THE DATA START

PR #2240, opened 2024-03-04
don't suggest fields that are already specified

### LINKED ISSUE #2126: intellisense: don't suggest fields that are already specified
We recently added intellisense support to suggest fields in a record. (#1787 )
It shows all fields. If the field is already specified, it shouldn't be suggested. Ie: 

image

In this way, intellisense will narrow down to the remaining fields.

jas-valgotar:
Fixes #2126

### DIFF
--- a/src/libraries/Microsoft.PowerFx.Core/Texl/Intellisense/SuggestionHandlers/FunctionRecordNameSuggestionHandler.cs
+++ b/src/libraries/Microsoft.PowerFx.Core/Texl/Intellisense/SuggestionHandlers/FunctionRecordNameSuggestionHandler.cs
@@ -3,6 +3,7 @@
 
 using System;
 using System.Collections.Generic;
+using System.Collections.Immutable;
 using System.Linq;
 using Microsoft.PowerFx.Core.Binding.BindInfo;
 using Microsoft.PowerFx.Core.Functions;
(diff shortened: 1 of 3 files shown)


MikeStall (approved):
:shipit:

LucGenetier:
✅ No public API change.

src/libraries/Microsoft.PowerFx.Core/Texl/Intellisense/SuggestionHandlers/FunctionRecordNameSuggestionHandler.cs
```diff
@@ -152,9 +153,17 @@ private static bool TryGetParentRecordFieldType(DType aggregateType, TexlNode cu
             internal static bool AddAggregateSuggestions(DType aggregateType, IntellisenseData.IntellisenseData intellisenseData, int cursorPos)
             {
                 var suggestionsAdded = false;
+                var parentRecordNode = intellisenseData.CurNode.Parent as RecordNode;
+                var alreadyUsedFields = parentRecordNode?.Ids.Select(id => id.Name).ToImmutableHashSet();
```
Shpakh-MSFT, line 157: >    var alreadyUsedFields = parentRecordNode?.Ids.Select(id => id.Name).ToImmutableHashSet(); [](http://example.com/codeflow?start=12&length=93)

Consider

                var parentRecordNames = parentRecordNode?.Ids.Select(id => id.Name);
                var alreadyUsedFields = parentRecordNames.ToImmutableHashSet() ?? Enumerable.Empty<DName>().ToImmutableHashSet();


That way, you don't need to check for null in loop below.

Shpakh-MSFT (dismissed):
:shipit:

src/libraries/Microsoft.PowerFx.Core/Texl/Intellisense/SuggestionHandlers/FunctionRecordNameSuggestionHandler.cs
jas-valgotar: I feel we should keep the existing method as it would give us a slight perf advantage, it would save us from empty object creation and call to contains on that empty collection.

Shpakh-MSFT: empty object is a static object shared across so it doesn't get created every time. Also in future, you don't need worry about this object being null if you extend this code, so from code maintenance pov, I prefer this way.

jas-valgotar: Good point, I'll update it.

LucGenetier:
✅ No public API change.

MikeStall (approved):

LucGenetier:
✅ No public API change.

THE DATA END

Please report the number of lines in the data that include "FunctionRecordNameSuggestionHandler", with no other words.

**RESULT OF THE EXERCISE**. 4